◆ Task instructions: Could you set down exactly the lines of the data below, starting at the one that holds "type has an" and ending at the one that holds "Of course, at", both included, and only those?
>>>
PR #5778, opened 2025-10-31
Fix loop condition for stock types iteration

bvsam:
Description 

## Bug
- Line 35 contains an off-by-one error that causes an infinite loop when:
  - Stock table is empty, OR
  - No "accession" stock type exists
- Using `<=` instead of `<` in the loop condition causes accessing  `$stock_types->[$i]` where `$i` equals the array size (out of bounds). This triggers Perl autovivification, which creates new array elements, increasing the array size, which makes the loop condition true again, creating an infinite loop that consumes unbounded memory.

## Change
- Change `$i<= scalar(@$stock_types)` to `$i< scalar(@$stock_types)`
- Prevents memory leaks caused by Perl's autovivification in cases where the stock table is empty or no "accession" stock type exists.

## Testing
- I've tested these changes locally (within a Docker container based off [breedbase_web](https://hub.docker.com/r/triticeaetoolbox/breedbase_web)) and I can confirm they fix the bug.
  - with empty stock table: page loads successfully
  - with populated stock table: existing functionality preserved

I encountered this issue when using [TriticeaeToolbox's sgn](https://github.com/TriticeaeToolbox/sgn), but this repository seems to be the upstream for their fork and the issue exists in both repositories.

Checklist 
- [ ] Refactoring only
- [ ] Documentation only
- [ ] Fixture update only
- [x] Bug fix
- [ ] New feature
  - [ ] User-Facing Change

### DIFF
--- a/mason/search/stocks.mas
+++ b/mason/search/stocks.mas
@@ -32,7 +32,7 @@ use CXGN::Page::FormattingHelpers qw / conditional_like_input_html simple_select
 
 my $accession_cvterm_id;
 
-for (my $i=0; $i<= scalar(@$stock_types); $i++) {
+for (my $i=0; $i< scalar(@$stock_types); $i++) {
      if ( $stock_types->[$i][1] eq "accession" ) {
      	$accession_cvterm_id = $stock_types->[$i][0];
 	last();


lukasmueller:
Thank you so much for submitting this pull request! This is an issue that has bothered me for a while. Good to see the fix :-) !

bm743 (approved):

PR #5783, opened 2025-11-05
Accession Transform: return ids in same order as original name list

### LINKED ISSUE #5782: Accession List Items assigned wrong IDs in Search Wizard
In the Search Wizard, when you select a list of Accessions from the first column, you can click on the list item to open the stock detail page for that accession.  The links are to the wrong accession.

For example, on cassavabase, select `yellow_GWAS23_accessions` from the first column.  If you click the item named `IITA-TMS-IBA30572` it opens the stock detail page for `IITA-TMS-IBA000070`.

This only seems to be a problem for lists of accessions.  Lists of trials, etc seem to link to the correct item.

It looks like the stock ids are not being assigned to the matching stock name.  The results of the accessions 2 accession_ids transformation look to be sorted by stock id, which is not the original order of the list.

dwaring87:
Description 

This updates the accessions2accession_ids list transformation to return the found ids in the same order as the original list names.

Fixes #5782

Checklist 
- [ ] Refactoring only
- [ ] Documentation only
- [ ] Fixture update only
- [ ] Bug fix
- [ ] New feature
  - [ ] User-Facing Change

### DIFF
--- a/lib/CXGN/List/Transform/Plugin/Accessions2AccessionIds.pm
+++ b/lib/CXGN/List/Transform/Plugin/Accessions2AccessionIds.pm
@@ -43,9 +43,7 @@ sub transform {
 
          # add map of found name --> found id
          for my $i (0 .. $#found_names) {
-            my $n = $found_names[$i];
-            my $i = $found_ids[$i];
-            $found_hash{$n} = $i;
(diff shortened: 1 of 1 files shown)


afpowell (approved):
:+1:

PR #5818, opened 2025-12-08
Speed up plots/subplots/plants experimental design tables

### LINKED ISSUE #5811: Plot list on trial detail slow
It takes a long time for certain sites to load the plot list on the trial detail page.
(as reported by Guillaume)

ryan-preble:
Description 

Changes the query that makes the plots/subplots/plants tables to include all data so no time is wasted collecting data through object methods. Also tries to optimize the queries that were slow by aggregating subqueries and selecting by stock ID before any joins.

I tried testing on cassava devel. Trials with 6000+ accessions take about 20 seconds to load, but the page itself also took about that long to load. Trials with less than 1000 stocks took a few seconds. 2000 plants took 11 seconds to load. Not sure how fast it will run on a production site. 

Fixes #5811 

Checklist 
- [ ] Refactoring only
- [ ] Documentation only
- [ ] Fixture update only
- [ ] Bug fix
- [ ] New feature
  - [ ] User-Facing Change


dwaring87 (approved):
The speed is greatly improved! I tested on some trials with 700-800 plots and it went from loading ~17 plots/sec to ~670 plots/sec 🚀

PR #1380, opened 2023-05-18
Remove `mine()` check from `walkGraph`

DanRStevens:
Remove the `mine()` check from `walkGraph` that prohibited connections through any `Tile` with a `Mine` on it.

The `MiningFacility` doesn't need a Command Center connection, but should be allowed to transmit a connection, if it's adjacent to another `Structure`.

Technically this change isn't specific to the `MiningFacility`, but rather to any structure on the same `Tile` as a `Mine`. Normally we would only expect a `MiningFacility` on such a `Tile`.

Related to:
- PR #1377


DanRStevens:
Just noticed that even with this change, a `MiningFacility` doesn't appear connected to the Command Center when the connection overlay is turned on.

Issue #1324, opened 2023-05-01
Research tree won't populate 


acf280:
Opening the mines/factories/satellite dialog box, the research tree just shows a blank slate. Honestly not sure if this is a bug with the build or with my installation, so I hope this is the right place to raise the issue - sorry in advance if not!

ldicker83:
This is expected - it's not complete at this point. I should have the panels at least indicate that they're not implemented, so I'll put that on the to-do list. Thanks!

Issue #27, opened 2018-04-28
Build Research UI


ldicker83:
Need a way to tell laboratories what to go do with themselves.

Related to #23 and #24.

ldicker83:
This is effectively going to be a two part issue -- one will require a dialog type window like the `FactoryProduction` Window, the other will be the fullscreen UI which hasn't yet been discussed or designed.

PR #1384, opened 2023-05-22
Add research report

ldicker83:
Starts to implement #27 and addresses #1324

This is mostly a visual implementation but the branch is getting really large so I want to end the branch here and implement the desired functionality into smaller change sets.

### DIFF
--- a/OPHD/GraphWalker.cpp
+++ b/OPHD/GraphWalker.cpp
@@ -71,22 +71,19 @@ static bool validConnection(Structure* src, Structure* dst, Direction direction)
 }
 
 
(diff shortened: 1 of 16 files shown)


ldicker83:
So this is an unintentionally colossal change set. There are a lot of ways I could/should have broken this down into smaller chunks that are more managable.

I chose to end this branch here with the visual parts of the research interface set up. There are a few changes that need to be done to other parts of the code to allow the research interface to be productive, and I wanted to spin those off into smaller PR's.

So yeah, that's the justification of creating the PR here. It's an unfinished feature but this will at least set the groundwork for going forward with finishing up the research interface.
<<<
>>>
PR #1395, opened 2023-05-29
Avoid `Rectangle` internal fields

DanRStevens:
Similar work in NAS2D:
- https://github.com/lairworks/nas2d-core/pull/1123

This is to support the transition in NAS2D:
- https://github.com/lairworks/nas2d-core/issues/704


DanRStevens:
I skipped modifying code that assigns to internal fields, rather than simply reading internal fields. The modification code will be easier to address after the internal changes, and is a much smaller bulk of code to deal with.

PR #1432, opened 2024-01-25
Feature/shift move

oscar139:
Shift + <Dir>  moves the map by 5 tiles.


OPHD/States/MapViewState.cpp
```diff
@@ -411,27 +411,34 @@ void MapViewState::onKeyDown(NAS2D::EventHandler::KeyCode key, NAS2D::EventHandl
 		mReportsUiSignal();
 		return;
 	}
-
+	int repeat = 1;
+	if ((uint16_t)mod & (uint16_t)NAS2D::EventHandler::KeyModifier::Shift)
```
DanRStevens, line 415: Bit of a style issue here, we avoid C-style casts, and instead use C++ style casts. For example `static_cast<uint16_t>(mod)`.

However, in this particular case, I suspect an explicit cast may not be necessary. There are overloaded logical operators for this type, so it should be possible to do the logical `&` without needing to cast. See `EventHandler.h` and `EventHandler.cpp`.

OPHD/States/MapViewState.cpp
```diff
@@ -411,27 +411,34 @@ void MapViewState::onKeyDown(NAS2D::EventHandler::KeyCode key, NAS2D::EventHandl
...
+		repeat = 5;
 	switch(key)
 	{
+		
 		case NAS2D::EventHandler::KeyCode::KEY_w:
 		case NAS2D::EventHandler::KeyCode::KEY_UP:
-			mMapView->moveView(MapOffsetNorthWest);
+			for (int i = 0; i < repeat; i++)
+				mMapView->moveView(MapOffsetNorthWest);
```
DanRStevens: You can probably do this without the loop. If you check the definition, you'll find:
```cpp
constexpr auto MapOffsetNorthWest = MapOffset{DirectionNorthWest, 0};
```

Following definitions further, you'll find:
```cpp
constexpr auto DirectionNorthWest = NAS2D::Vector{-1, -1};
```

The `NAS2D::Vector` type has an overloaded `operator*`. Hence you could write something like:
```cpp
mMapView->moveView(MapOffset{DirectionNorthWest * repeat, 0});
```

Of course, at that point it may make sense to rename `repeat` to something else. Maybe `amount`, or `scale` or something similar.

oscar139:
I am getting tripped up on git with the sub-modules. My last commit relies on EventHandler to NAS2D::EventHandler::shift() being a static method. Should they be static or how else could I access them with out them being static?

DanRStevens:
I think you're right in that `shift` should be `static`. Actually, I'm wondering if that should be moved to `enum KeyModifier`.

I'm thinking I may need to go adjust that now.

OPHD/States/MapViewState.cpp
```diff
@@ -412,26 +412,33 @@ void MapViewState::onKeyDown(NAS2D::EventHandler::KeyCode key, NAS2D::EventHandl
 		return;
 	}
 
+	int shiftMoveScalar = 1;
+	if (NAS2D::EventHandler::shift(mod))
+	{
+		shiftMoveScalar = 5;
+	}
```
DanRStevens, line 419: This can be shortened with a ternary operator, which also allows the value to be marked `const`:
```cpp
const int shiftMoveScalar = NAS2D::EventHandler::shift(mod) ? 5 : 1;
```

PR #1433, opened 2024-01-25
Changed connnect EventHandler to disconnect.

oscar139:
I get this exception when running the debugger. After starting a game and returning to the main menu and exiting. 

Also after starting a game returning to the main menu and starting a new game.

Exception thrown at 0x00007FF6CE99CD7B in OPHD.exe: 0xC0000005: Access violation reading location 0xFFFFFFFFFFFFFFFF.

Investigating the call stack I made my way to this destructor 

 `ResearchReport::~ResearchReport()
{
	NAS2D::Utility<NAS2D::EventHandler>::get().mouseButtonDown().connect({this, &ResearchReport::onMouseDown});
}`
<<<
◆ Answer section:
The `NAS2D::Vector` type has an overloaded `operator*`. Hence you could write something like:
```cpp
mMapView->moveView(MapOffset{DirectionNorthWest * repeat, 0});
```

Of course, at that point it may make sense to rename `repeat` to something else. Maybe `amount`, or `scale` or something similar.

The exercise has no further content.